What about the Festival? Paul Nicholls has been open to running her at the Festival in a bid to take a bonus in post-race quotes, telling Maddy Playle of the Racing Post: “She’s tough and won’t need to do much work, it’s definitely a possibility. We’re not saving her for anything so we might look at it.”
Be Smart: Looking at the rest of the field: Call Me Lord ran a tremendous race under his huge weight, First Flow ran a fine race on his first run for nearly a year, and Benny’s Bridge will be much happier on a sounder surface.
- Fun In The Sun
In much sunnier climes, Meydan had their Super Saturday, a leadup to the Carnival ending Dubai World Cup night that takes place in just over three weeks’ time. Highlights included:
- Capezzano’s arrival at Group 1 level with a wide margin victory in the third round of the Al Maktoum Challenge, trashing the returning Thunder Snow by nine and a half lengths. He will now head to the World Cup, as will the second, who will hope to strip much fitter in a couple of weeks’ time
- Dream Castle’s fine turn of foot to beat a heavy gamble on Wootoon in the Jebel Hatta, making it three from three in Dubai since being gelded
- Old Persian managed to catch stablemate Racing History with apparent ease to take the City of Gold, seeing him up for the Sheema Classic and a promising European campaign
- Muntazah broke the track record in the Burj Nahaar, winning by 10 lengths to make himself the sure fire favourite for the Godolphin Mile
- Blue Point won the Nad Al Sheba Turf Sprint with the ease that odds of ¼ suggested, and will be hard beat regardless of the international raiders that might well come his way
- Divine Image put together a career-best performance to romp away with the Al Bastakiya, making her favourite for the UAE Derby
- A King’s Pair
Willie Mullins – yes, that’s right, remember him? – had a perfect warmup for the coming week when he had a 1-2-3 in the Leinster National, led by Pairofbrowneyes.
If you’re thinking that name sounds familiar then yes, you’re right – Pairofbrowneyes won this last year, and it was almost a carbon copy of his win in 2018, with an impressive show of staying power down the home straight to eventually end up winning by five lengths.
Now is that a Cheltenham omen? It's a 1-2-3 for Willie Mullins as Pairofbrowneyes takes today's big pot in Ireland by winning the Leinster National
— Racing TV (@RacingTV) March 10, 2019
This matters why? It’s yet another boost for the form of Invitation Only’s Thyestes Chase win, which has barely produced a bad result, including the winner and the third of the Leinster National yesterday, and the Wylies will be very happy with their position ahead of the Gold Cup.
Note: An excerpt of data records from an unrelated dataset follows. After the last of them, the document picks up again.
PR #1516, opened 2025-09-01
feat: add support for generating certs for securing inter-node comms

darora:
This is anticipated to be a temporary feature that will be deprecated
and removed once we move to a platform that offers easy init container
support.

### DIFF
--- a/mix.exs
+++ b/mix.exs
@@ -4,7 +4,7 @@ defmodule Realtime.MixProject do
   def project do
     [
       app: :realtime,
-      version: "2.45.0",
+      version: "2.46.0",
       elixir: "~> 1.17.3",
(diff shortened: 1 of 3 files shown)


mix.exs
```diff
@@ -4,7 +4,7 @@ defmodule Realtime.MixProject do
   def project do
     [
       app: :realtime,
-      version: "2.45.0",
+      version: "2.45.1",
```
edgurgel: Given that it's a `feat:` this should be 2.46.0

edgurgel (approved):
Added a comment on the version. Other than that LGTM

mix.exs
darora: fair, addressed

Winning Jockey Paul Townend, to Sportinglife: “He’s very likeable. It was like riding a handicapper. He made one mistake at the ditch down the back, but he sorted himself out and you couldn’t be any more pleased with him.”
Something to note: The form of La Bague Au Roi got another boost as Kaiser Black, second to her in the Flogas Novices’ Chase, won the Naas Directors Plate Novice Chase by an 11 length margin. He could be a big player for the rest of the season in novice terms.